#### Given data

Issue #52, opened 2018-01-25
Find a way to resume or re-run pending builds


KrauseFx:
Right now, when a build runs, and the CI server either gets killed or restarted, a Build will stay stuck in `pending` for the rest of time of the universe. We gotta build something to see if the worker is actually still running, and if not, mark the build as failed. 

e.g. https://github.com/KrauseFx/ci-config/commit/6167cdac97f96fc34d1277683652539701cbc638#diff-2d77cf50a00bf53694d062b016527aa0R3

Sherlouk:
I wonder if this is relevant to this but another idea I had was the potential of, when retrying a build, if it could skip actions that have already happened successfully and somehow reuse the artifacts?

As we know Xcode tests have a tendency to randomly fail, but if I've already successfully built the app (using `build-for-testing`) then I shouldn't have to redo all of that to just retry the test action?

(Hope I explained that well enough!)

taquitos:
I think that makes sense, but we have to be super judicious about what artifacts are reusable. Having a list of things that are safe to reuse might be the best way to go about this.

PR #154, opened 2018-02-21
#52 - re-run pending builds on server initialization.

AndrewMcBurney:
The following is a PR for issue #52.

### Changes

**`launch.rb`**
- On [`Launch::take_off`](), pending builds will be run after all other configuration takes place
- [`Launch::run_pending_builds`](https://github.com/AndrewMcBurney/ci/blob/rerun_pending_builds/launch.rb#L143) iterates through all projects and appends a worker task dedicated to running pending builds corresponding to each project asynchronously
- `provider_credential` is now a [memoized class method](https://github.com/AndrewMcBurney/ci/blob/rerun_pending_builds/launch.rb#L191), since the `provider_credentials` are now being used in multiple class methods

**`json_build_data_source.rb`**
- I made the methods `JSONBuildDataSource::json_folder_path` and `JSONBuildDataSource::builds_path` [private](https://github.com/AndrewMcBurney/ci/blob/rerun_pending_builds/services/data_sources/json_build_data_source.rb#L57-L65), because I was worried about potential violation of the [dependency inversion principle](http://deviq.com/dependency-inversion-principle/) - since the abstract class doesn't have these public methods

### Use case

1. Have some builds with `pending` status in your Fastlane CI config repo:

screen shot 2018-02-25 at 1 36 18 pm

> I updated `1.json` and `3.json` to be `pending` builds

2. Boot up the Fastlane CI server

screen shot 2018-02-25 at 1 36 59 pm

3. _Voila_, the builds are rerun!

screen shot 2018-02-25 at 1 37 29 pm
screen shot 2018-02-25 at 1 37 40 pm

### Enhancements

- [x] Add tests
- [x] Show use case
- [x] Validate everything works :joy:

### DIFF
--- a/services/code_hosting/git_hub_service.rb
+++ b/services/code_hosting/git_hub_service.rb
@@ -44,7 +44,7 @@ module FastlaneCI
     # Does the client with the associated credentials have access to the specified repo?
     # @repo [String] Repo URL as string
     def access_to_repo?(repo_url: nil)
-      client.repository?(repo_url.sub("https://github.com/",""))
+      client.repository?(repo_url.sub("https://github.com/", ""))
     end
 
     # The `target_url`, `description` and `context` parameters are optional
--- a/launch.rb
+++ b/launch.rb
@@ -1,3 +1,5 @@
+require_relative "taskqueue/task_queue"
+
 module FastlaneCI
   # Launch is responsible for spawning up the whole
   # fastlane.ci server, this includes all needed classes
@@ -14,6 +16,7 @@ module FastlaneCI
       check_for_existing_setup
       prepare_server
       launch_workers
+      run_pending_builds
     end
 
     def self.require_fastlane_ci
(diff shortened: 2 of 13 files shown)


KrauseFx:
This looks amazing 👍

minuscorp:
It'd be great if you add the conformance to the `JSONDataSource` mixin to the `build_json_data_source`. 😁 I can help if you have any problems with it, you have examples on the user and project data sources!

services/code_hosting/git_hub_service.rb
```diff
@@ -44,7 +44,7 @@ def repos
     # Does the client with the associated credentials have access to the specified repo?
     # @repo [String] Repo URL as string
     def access_to_repo?(repo_url: nil)
-      client.repository?(repo_url.sub("https://github.com/",""))
+      client.repository?(repo_url.sub("https://github.com/", ""))
```
minuscorp: I was concerned when this was introduced. This raw substitution instead of a regex, are there any cases where `https://github.com/` is not used? (http?, ssh?, short url?)

taquitos: Right now we're focused on using https github links (most common). In the future, we will 💯 want to support all the things.

PR #155, opened 2018-02-21
Update ruby version to 2.3.3

AndrewMcBurney:
### Motivation

macOS 10.13.3 has ruby 2.3.3p222 [installed by default](https://apple.stackexchange.com/questions/257627/ruby-version-on-macos-sierra#answer-257629).


KrauseFx:
And https://github.com/fastlane/ci#system-requirements needs to be updated also 👍

PR #156, opened 2018-02-22
Initialize git_repo with callback when async.

minuscorp:
I've added it with a method with the `git_repo` created as the parameter.

### DIFF
--- a/shared/models/git_repo.rb
+++ b/shared/models/git_repo.rb
@@ -72,9 +72,9 @@ module FastlaneCI
       logger.debug("Adding task to setup repo #{self.git_config.git_url} at: #{self.git_config.local_repo_path}")
 
       setup_task = git_action_with_queue do
-        super_verbose("starting setup_repo #{self.git_config.git_url}".freeze)
+        logger.debug("starting setup_repo #{self.git_config.git_url}".freeze)
         self.setup_repo
-        super_verbose("done setup_repo #{self.git_config.git_url}".freeze)
+        logger.debug("done setup_repo #{self.git_config.git_url}".freeze)
       end
 
       # if we're starting asynchronously, we can return now.
@@ -107,10 +107,10 @@ module FastlaneCI
           # Now we have to check if the repo is actually from the
           # same repo URL
           if repo.remote("origin").url.casecmp(self.git_config.git_url.downcase).zero?
-            super_verbose("Resetting #{self.git_config.git_url}")
+            logger.debug("Resetting #{self.git_config.git_url}")
             self.git.reset_hard
 
-            super_verbose("Pulling #{self.git_config.git_url}")
+            logger.debug("Pulling #{self.git_config.git_url}")
             self.pull
           else
             logger.debug("[#{self.git_config.id}] Repo URL seems to have changed... deleting the old directory and cloning again")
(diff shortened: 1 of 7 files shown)


shared/models/git_repo.rb
```diff
@@ -43,17 +43,21 @@ class GitRepo
     attr_accessor :repo_auth # whatever pieces of information that can change between git users
 
     attr_accessor :temporary_storage_path
+    # return [proc]
```
KrauseFx: Please add a comment here describing what this is used for

shared/models/git_repo.rb
```diff
@@ -322,6 +326,13 @@ def clone(repo_auth: self.repo_auth, async: false)
       end
     end
 
+    def callback_block(async_start)
+      # How do we know that the task was successfully finished?
```
KrauseFx: You could make that a little easier to read:
```ruby
return if self.callback.nil?
return unless async_start

self.callback.call(self)
```

shared/models/git_repo.rb
```diff
@@ -43,17 +43,21 @@ class GitRepo
...
+    attr_accessor :callback
 
     class << self
       attr_accessor :git_action_queue
     end
 
     GitRepo.git_action_queue = TaskQueue::TaskQueue.new(name: "GitRepo task queue")
 
-    def initialize(git_config: nil, provider_credential: nil, async_start: false, sync_setup_timeout_seconds: 120)
+    def initialize(git_config: nil, provider_credential: nil, async_start: false, sync_setup_timeout_seconds: 120, callback: nil)
```
KrauseFx: I know this isn't added by this PR, but it would be good to have comments on what each of the parameters does here, e.g. `async_start` and `callback` 👍

minuscorp:
I think that's it, ready to merge? :D

taquitos:
It's weird it's picking up the other commits. Maybe you can pull master and rebase on that?

shared/models/git_repo.rb
```diff
@@ -161,13 +177,13 @@ def git
     # call like you would, but you also get the git repo involved, so it's  .each { |git, branch| branch.yolo; git.yolo }
     def git_and_remote_branches_each(&each_block)
       git_action_with_queue do
-        super_verbose("iterating through all remote branches of #{self.git_config.git_url}")
+        logger.debug("iterating through all remote branches of #{self.git_config.git_url}")
         branch_count = 0
         self.git.branches.remote.each do |branch|
-          each_block.call(self.git, branch)
-          branch_count = branch_count + 1
+          yield(self.git, branch)
```
taquitos: I actually prefer `each_block` here to be a little more explicit about what is going on. I think `yield` may be more preferred, but in cases like this I prefer clarity.

shared/models/git_repo.rb
```diff
@@ -293,43 +309,45 @@ def git_action_with_queue(ensure_block: nil, &block)
...
         end
       else
         clone_synchronously(repo_auth: repo_auth)
       end
     end
 
-    private
+    def callback_block(async_start)
+      # How do we know that the task was successfully finished?
+      return if self.callback.nil?
```
taquitos: It looks like if `self.callback` exists and `async_start` if false, we return without calling anything. 
Maybe we should crash in development mode since this shouldn't happen
Also, maybe we should check at initialization time for this bad state and error out there too.
Maybe in `validate_initialization_params`

taquitos:
Just a few comments I'd like your input on before we merge

shared/models/git_repo.rb
minuscorp: With the same thought, if we don't provide any callback when `async_start` we should raise another error?

taquitos: I think it's ok to not have a callback if you want to fire and forget, but I don't have a strong opinion one way or the other.

minuscorp: :+1: !

PR #848, opened 2018-05-13
Support any hostname that points to localhost

### LINKED ISSUE #210: Support for 127.0.0.1 additionally to localhost
Since https://github.com/fastlane/ci/pull/200 switched to the `thin` web server, we now need to access `localhost` instead of `127.0.0.1`, ideally we support both. Probably just a setting in the web server somewhere

thii:
Fixes #210.

Enable this in order to run fastlane.ci inside a VM and allow accessing
to it from the host machine.

### DIFF
--- a/Rakefile
+++ b/Rakefile
@@ -1,5 +1,5 @@
 task :dev do
-  sh "bundle exec rackup -p 8080 --env development"
+  sh "bundle exec rackup -o 0.0.0.0 -p 8080 --env development"
 end
 
 task :prod do


taquitos:
Ugh, it seems like this is required for VMs, but I had problems mapping a docker container port without `0.0.0.0`. Maybe we need a docker specific rake task and a VM specific rake task.

thii:
Same for VMs, you need to expose `0.0.0.0` in order map a VM's port to the host machine.

PR #850, opened 2018-05-13
Support deployment using Vagrant

thii:
Since Docker does not support macOS guests, this allows deploying an isolated instance that can be used to build iOS projects.

### DIFF
--- a/vagrant-provision.sh
+++ b/vagrant-provision.sh
@@ -1,0 +1,19 @@
+if [ ! -d /usr/local/Homebrew/.git ]; then
+  echo "==> Installing Homebrew ..."
+  /usr/bin/ruby -e "$(curl -fsSL https://raw.githubusercontent.com/Homebrew/install/master/install)"
+  brew doctor
+else
+  echo "==> Homebrew is already installed"
+fi
+
+echo "==> Installing node and npm ..."
+brew install node
+
+echo "==> Installing Bundler ..."
+sudo gem install bundler -NV
+
+echo "==> Installing all dependencies ..."
+cd /fastlane-ci
+bundle install
+npm install
+npm run build
--- a/.gitignore
+++ b/.gitignore
@@ -54,3 +54,6 @@ fastlane/report.xml
 
 # unless supporting rvm < 1.11.0 or doing something fancy, ignore this:
 .rvmrc
+
+# Vagrant VM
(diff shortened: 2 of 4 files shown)


vagrant-provision.sh
```diff
@@ -0,0 +1,19 @@
...
+  brew doctor
+else
+  echo "==> Homebrew is already installed"
+fi
+
+echo "==> Installing node and npm ..."
+brew install node
+
+echo "==> Installing Bundler ..."
+sudo gem install bundler -NV
```
snatchev: Is this sudo required?

tkrajacic: That depends on if you are using `rbenv`?

thii: Yes, it is required on a fresh install of masOS where no Ruby version manager is installed.

snatchev: Okay as long as the vagrant user has password-less sudo, and I think the first time you sudo you get a prompt saying you agree to perform the action.

Alternatively, you can `gem install --user-install bundler` and make sure `~/.gem/ruby/2.3.0/bin` is in the PATH

snatchev: Also, please use the long-form switches (e.g. `--no-document`) in scripts. It's much easier to read :)

thii: Done. PTAL.

snatchev:
Thanks @thii! I am very much in favor of being able to use fastlane.ci via vagrant. I think this PR is great. I haven't been able to test it, because... I ran out of disk space downloading macOS! 😅

snatchev:
@thii I was not able to complete the provision phase successfully.

During brew install I got:
```
    default: Software Update Tool
    default: ==> /usr/bin/sudo /bin/rm -f /tmp/.com.apple.dt.CommandLineTools.installondemand.in-progress
    default: ==> /usr/bin/sudo /usr/bin/xcode-select --switch /Library/Developer/CommandLineTools
    default: xcode-select: error: invalid developer directory '/Library/Developer/CommandLineTools'
    default: Failed during: /usr/bin/sudo /usr/bin/xcode-select --switch /Library/Developer/CommandLineTools
    default: /tmp/vagrant-shell: line 7: brew: command not found
```

Any ideas?

thii:
Can we :ship: this?

PR #852, opened 2018-05-14
Don't strip value of ENV variable

KrauseFx:
This would cause errors if e.g. a password is passed via an ENV variable and it starts or end with a space


KrauseFx:
I don't think there was a reason

PR #857, opened 2018-05-14
Add Docker-specific rake tasks

taquitos:
- Prevent conflicts with non-Docker setups
- See https://github.com/fastlane/ci/pull/848 for an example

### DIFF
--- a/Rakefile
+++ b/Rakefile
@@ -1,13 +1,9 @@
 task :dev do
-  sh "bundle exec rackup -o 0.0.0.0 -p 8080 --env development"
+  sh "bundle exec rackup -p 8080 --env development"
 end
 
 task :prod do
   sh "bundle exec rackup -p 8080 --env production"
-end
-
-task :hosted_prod_test do
-  sh("FASTLANE_CI_ERB_CLIENT=1 DEBUG=1 FASTLANE_CI_DISABLE_REMOTE_STATUS_UPDATE=1 FASTLANE_CI_DISABLE_PUSHES=1 FASTLANE_CI_SKIP_RESTARTING_PENDING_WORK=1 bundle exec rackup --host 0.0.0.0 -p 8080 --env development")
 end
 
 task :devbootstrap do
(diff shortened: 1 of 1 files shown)


taquitos:
Oh, I didn't realize that was a thing. I'm new to Rake. I'll do some reading and see if it makes sense to use.

KrauseFx:
While we talk about this, how much of the code do we want to have in a Rakefile, or should those be separate Ruby/shell files in a different structure? 

From what I see, Rake has 2 powerful main features we'd make use of

1) `task :name` to easily define tasks in combination with namespaces
2) Lots of helpers, especially around file system related tasks. I don't think we make use of them yet for `fastlane.ci`

Either way is fine, I know Rakefile can be structured really well, as you can extend it and provide your own helper methods, to keep the main Rakefile clean 👍

Rakefile
```diff
@@ -1,22 +1,41 @@
...
+  task :prod_test do
+    # rubocop:disable Metrics/LineLength
+    sh("FASTLANE_CI_ERB_CLIENT=1 DEBUG=1 FASTLANE_CI_DISABLE_REMOTE_STATUS_UPDATE=1 FASTLANE_CI_DISABLE_PUSHES=1 FASTLANE_CI_SKIP_RESTARTING_PENDING_WORK=1 bundle exec rackup --host 0.0.0.0 -p 8080 --env development")
+    # rubocop:enable Metrics/LineLength
+  end
+
+  desc "Bootstrap for running in a Docker container"
+  task :dev_bootstrap do
+    sh("bundle install")
+    sh("brew install node") unless sh("npm -v")
```
KrauseFx: This is great

Rakefile
```diff
@@ -1,22 +1,41 @@
...
   sh("npm install")
   sh("ln -sf ../../.pre-commit .git/hooks/pre-commit")
 end
 
+# It seems like mapping ports in Docker requires --host which can break hosting in VMs
+# So we'll just keep some docker-specific tasks down here
+namespace :docker do
+  desc "Run in a Docker container in production mode"
+  task :prod do
+    sh "bundle exec rackup --host 0.0.0.0 -p 8080 --env production"
```
KrauseFx: Maybe I'm just confused here, but didn't you want the 0.0.0.0 to not be in `docker`?

Rakefile
thii: I guess we can't use `brew` in Linux.

KrauseFx: nice catch, we could move it out into its own method then to make those checks and use different installation methods

Rakefile
taquitos: Docker needs 0.0.0.0 for the host, while VMs shouldn't have it. So, if we're running on local or in a VM, we can just use `prod`

taquitos:
I agree, we should make sure the rakefile is clean, and organized. I also think we should limit the amount of stuff that goes in there.

Rakefile
taquitos: You aren't confused, I was 🙃

Rakefile
```diff
@@ -3,20 +3,38 @@ task :dev do
 end
 
 task :prod do
-  sh "bundle exec rackup -p 8080 --env production"
+  sh "bundle exec rackup -o 0.0.0.0 -p 8080 --env production"
```
thii: Oh, and since we're using long-form flags in other places, let's use `--host` and `--port` instead of `-o` and `-p` 👍

taquitos: Great idea 💯

PR #862, opened 2018-05-14
Add endpoint which exposes a project's lanes

nakhbari:
Issue: #713 

Example Response Data: `[{"name":"test","platform":"ios"}]`


nakhbari:
Realized this needs to be independent of the project. Will work on it some more.

nakhbari:
Good to be reviewed again!

app/features-json/repos_json_controller.rb
```diff
@@ -16,5 +17,57 @@ class RepositoryJSONController < AuthenticatedControllerBase
...
+      )
+
+      github_service = FastlaneCI::GitHubService.new(provider_credential: provider_credential)
+
+      selected_repo = github_service.repos.detect do |repo|
+        repo_full_name == repo[:full_name]
+      end
+
+      if selected_repo.nil?
+        raise "Could not find repo, check that your github token has access to repo: #{repo_full_name}}"
```
KrauseFx: In this case, we're using the user's GitHub token, not the fastlane bot account token, right? If so, maybe we can change the messaging to mention which GH token was tried to be used?

app/features-json/repos_json_controller.rb
```diff
@@ -16,5 +17,57 @@ class RepositoryJSONController < AuthenticatedControllerBase
...
+      )
+
+      return fetch_available_lanes(fastfile_parser).to_json
+    end
+
+    def fetch_available_lanes(fastfile_parser)
+      # we don't want to show `_before_all_block_`, `_after_all_block_` and `_error_block_`
+      # or a private lane as an available lane
+      lanes = []
+      fastfile_parser.tree.each do |platform, value|
```
KrauseFx: We already have that code in `project_controller.rb` - the plan is to remove it from project controller as it's only for the `erb`, right?

app/features-json/view_models/lane_view_model.rb
```diff
@@ -0,0 +1,19 @@
+require_relative "../../shared/json_convertible"
+
+module FastlaneCI
+  # View model to expose the a project's lane.
+  class LaneViewModel
```
KrauseFx: I love those view models 😍

app/features-json/repos_json_controller.rb
nakhbari: yes. I'm imagining the ERB controllers as a scratch pad and the final code goes here.

PR #868, opened 2018-05-15
Create PULL_REQUEST_TEMPLATE.md

KrauseFx:
A first version, we'll add more things as we go. As right now `master` doesn't launch up the server due to a regression, this makes it really hard to work in the fastlane/ci code base.


KrauseFx:
That's a great idea 👍 Will do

########

**Action item**. Only the lines with the string "files" are wanted; pick them out of the records above and copy them.

**The completed task**.
(diff shortened: 2 of 13 files shown)
(diff shortened: 1 of 7 files shown)
(diff shortened: 2 of 4 files shown)
(diff shortened: 1 of 1 files shown)
While we talk about this, how much of the code do we want to have in a Rakefile, or should those be separate Ruby/shell files in a different structure? 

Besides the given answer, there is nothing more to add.